_WHAT YOU SHOULD DO_: Search the records for the string "accelerate". Copy each line where it occurs.

(Beginning of RECORDS)

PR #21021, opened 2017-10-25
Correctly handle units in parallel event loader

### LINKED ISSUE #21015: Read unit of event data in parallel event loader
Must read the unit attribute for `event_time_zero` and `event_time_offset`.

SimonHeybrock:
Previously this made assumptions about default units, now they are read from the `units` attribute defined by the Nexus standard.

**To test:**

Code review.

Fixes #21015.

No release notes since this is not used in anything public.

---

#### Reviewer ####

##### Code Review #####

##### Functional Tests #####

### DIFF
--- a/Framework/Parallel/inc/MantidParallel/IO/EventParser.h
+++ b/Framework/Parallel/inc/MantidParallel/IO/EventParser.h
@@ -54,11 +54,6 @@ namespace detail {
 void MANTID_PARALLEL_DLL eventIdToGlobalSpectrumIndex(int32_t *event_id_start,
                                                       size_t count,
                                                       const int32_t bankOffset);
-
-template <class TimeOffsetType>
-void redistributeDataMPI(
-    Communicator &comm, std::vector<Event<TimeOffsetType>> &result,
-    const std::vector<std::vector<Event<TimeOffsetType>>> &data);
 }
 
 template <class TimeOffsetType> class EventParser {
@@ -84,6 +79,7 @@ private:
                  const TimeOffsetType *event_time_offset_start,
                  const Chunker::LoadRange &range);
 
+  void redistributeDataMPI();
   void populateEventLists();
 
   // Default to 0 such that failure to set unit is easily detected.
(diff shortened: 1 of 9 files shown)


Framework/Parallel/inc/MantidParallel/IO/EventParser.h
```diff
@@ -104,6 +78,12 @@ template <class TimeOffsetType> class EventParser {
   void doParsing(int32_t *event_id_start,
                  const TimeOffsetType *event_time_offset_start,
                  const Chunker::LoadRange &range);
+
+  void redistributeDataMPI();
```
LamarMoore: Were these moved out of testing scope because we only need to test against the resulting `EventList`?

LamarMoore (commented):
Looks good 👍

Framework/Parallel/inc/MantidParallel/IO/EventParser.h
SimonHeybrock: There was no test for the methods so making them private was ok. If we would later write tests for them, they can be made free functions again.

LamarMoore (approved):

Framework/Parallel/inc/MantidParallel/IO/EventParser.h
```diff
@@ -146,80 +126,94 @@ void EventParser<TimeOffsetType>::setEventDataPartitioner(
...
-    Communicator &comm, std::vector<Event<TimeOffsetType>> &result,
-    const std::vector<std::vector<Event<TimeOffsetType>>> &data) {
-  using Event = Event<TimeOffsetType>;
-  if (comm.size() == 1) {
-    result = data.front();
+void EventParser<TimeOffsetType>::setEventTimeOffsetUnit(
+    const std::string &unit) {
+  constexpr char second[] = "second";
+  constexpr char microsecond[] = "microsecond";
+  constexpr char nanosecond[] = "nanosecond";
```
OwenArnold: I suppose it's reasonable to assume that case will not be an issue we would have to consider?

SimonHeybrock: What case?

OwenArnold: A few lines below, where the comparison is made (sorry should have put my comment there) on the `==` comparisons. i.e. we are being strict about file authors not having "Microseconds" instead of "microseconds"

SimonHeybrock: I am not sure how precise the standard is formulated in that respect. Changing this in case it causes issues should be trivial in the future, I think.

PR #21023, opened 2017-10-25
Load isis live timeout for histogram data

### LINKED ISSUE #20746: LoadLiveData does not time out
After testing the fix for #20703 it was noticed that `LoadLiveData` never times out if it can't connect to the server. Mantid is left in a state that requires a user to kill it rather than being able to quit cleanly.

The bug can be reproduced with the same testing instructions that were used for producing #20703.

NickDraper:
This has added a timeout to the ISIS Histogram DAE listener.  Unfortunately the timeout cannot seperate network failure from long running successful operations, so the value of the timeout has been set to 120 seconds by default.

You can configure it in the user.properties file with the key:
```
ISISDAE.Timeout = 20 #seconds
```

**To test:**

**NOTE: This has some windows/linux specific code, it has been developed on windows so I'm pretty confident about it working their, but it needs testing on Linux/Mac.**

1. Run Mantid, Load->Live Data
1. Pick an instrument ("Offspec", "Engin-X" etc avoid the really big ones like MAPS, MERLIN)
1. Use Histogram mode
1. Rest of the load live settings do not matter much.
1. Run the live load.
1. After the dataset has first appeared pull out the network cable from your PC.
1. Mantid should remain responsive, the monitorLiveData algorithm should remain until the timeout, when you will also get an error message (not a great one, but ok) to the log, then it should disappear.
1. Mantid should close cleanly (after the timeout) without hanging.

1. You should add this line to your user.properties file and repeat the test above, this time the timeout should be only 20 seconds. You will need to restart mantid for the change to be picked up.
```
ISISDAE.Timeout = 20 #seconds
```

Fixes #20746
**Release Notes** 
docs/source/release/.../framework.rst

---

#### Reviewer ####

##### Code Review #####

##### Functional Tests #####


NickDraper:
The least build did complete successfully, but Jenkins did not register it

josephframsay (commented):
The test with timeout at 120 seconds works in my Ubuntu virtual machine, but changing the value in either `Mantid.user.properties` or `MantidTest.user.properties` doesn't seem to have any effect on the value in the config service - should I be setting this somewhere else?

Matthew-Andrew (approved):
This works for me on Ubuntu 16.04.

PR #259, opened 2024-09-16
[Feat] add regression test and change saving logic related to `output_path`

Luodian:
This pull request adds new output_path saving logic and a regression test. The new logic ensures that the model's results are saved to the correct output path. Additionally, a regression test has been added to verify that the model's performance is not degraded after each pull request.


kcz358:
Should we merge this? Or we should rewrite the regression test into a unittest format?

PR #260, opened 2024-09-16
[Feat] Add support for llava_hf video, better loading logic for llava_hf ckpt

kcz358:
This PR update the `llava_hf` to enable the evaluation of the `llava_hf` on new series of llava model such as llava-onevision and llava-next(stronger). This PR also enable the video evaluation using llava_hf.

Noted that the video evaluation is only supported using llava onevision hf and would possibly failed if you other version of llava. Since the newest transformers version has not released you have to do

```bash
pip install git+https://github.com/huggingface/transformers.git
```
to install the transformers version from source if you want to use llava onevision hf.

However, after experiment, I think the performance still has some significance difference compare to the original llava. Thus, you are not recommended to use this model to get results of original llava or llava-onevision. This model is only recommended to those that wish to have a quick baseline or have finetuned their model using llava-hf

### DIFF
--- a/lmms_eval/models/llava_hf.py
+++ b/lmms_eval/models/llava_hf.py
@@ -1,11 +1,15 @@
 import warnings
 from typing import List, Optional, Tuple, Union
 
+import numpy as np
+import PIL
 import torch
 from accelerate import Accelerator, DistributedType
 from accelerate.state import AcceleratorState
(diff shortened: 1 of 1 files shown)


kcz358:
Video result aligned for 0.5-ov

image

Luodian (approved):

(End of RECORDS)

_THE ANSWER_:
 from accelerate import Accelerator, DistributedType
 from accelerate.state import AcceleratorState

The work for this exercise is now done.